### Extracted records

PR #1595, opened 2026-05-08
feat(http-utils): allow RO admin write ops on resources they own

ravverma:
## Problem

The `readOnlyAdminWrapper` previously blocked **all** write operations for read-only admin users. This was overly restrictive: a read-only admin whose IMS org owns a site or organization should be able to mutate that resource — they just should not be able to touch resources belonging to other orgs.

### `route-utils.js` — new `extractRouteParams`

Added a focused, standalone `extractRouteParams(context, routeMap)` function that returns the named path parameters extracted from the matched route pattern (e.g. `{ siteId: 'abc-123' }` from `PATCH /sites/:siteId`). The existing `resolveRouteCapability` is left completely unchanged so the s2s wrapper is unaffected.

### `read-only-admin-wrapper.js` — ownership check before blocking writes

For write actions, before returning 403 the wrapper now calls `isOwnerOfResource(context, authInfo, params)`:

- If `siteId` is in the path params: fetches `context.dataAccess.Site.findById(siteId)`, resolves the org, and calls `authInfo.hasOrganization(org.getImsOrgId())`
- If `organizationId` is in the path params: fetches `context.dataAccess.Organization.findById(organizationId)` and checks the same
- Fail-closed in all error cases: `dataAccess` absent, entity not found, no recognisable ID in the path, or any DB exception — the exception is logged via `log.error` and the request is blocked

Read paths are completely untouched.

### `context.data` fallback for ID-less routes

Some write routes carry no resource ID in the path but pass it in the request body instead (e.g. `POST /preflight/jobs` sends `siteId` in the JSON payload, resolved via `context.data.siteId`). For these cases `isOwnerOfResource` falls back to `context.data` after finding no match in the route params:

```js
const siteId = params.siteId ?? context.data?.siteId;
const organizationId = params.organizationId ?? context.data?.organizationId;
```

Path params always take precedence over body data when both are present. Routes that carry neither (e.g. `POST /sites` creating a new resource) still return false and are blocked.

## Test coverage

**`route-utils.test.js`** — 8 new cases for `extractRouteParams`: exact match (no params), single param, multiple nested params, org param, no match, missing method/suffix/pathInfo.

**`read-only-admin-wrapper.test.js`** — 15 new cases under "write on owned resource":
- Owned site write (path param) → allowed + audit log emitted
- Unowned site write → 403
- Site not found → 403
- Site with no org → 403
- Owned org write (path param) → allowed
- Organization not found → 403
- Unowned org write → 403
- No ID in path and no `context.data` (e.g. `POST /sites`) → 403
- No `dataAccess` on context → 403 (fail-closed)
- DB lookup throws → 403 + `log.error` called with the error (fail-closed)
- Owned site write via `context.data.siteId` (no path param) → allowed
- Unowned site via `context.data.siteId` → 403
- Owned org write via `context.data.organizationId` (no path param) → allowed
- Path param takes precedence over `context.data` when both present
- Audit log emitted on allowed owned write

All 309 tests pass. Coverage: 100% lines/statements, 98.18% branches (threshold: 97%).

## Checklist

- [x] `resolveRouteCapability` untouched — s2s wrapper unaffected
- [x] Fail-closed for every error path in the ownership check
- [x] Exceptions logged before returning false (no silent failures)
- [x] Ownership check is lazy — only runs for write routes, never for reads
- [x] `context.data` fallback handles routes like `POST /preflight/jobs` with no ID in path
- [x] Path params take precedence over body data when both are present
- [x] No new package dependencies

### DIFF
--- a/packages/spacecat-shared-http-utils/src/auth/read-only-admin-wrapper.js
+++ b/packages/spacecat-shared-http-utils/src/auth/read-only-admin-wrapper.js
@@ -34,7 +34,9 @@ function forbidden(message) {
  * IMS org matches the organization that owns the referenced site or organization entity.
  *
  * ID resolution order:
- * 1. Named path params (e.g. :siteId, :organizationId) — always preferred.
+ * 1. Named path params (e.g. :siteId, :organizationId, :spaceCatId) — always preferred.
+ *    spaceCatId is an alias for organizationId used by /v2/orgs/:spaceCatId/* routes
+ *    in spacecat-api-service.
  * 2. context.data (parsed request body) — used only when the matched route has no path
  *    params at all (e.g. POST /preflight/jobs passes siteId in the body). Requires that
  *    the body-parser wrapper runs before readOnlyAdminWrapper in the .with() chain.
@@ -57,13 +59,11 @@ async function isOwnerOfResource(context, authInfo, params) {
   // Body fallback only when the route carries no path params at all (e.g. POST /preflight/jobs).
   // When params has keys, the route does have path identifiers; relying on body data in that
   // case could allow a caller to spoof ownership by naming params differently than :siteId.
-  // spaceCatId is an alias for organizationId.
   const hasPathParams = Object.keys(params).length > 0;
-  const siteId = hasPathParams ? params.siteId : (params.siteId ?? context.data?.siteId);
+  const siteId = hasPathParams ? params.siteId : context.data?.siteId;
   const organizationId = hasPathParams
     ? (params.organizationId ?? params.spaceCatId)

######

**What the task asks**
Return the span of lines in the data above that opens at the line with "- Site with no org → 403" and closes at the line with "- DB lookup", exactly, ends included, nothing else.

**Response to the exercise**
- Site with no org → 403
- Owned org write (path param) → allowed
- Organization not found → 403
- Unowned org write → 403
- No ID in path and no `context.data` (e.g. `POST /sites`) → 403
- No `dataAccess` on context → 403 (fail-closed)
- DB lookup throws → 403 + `log.error` called with the error (fail-closed)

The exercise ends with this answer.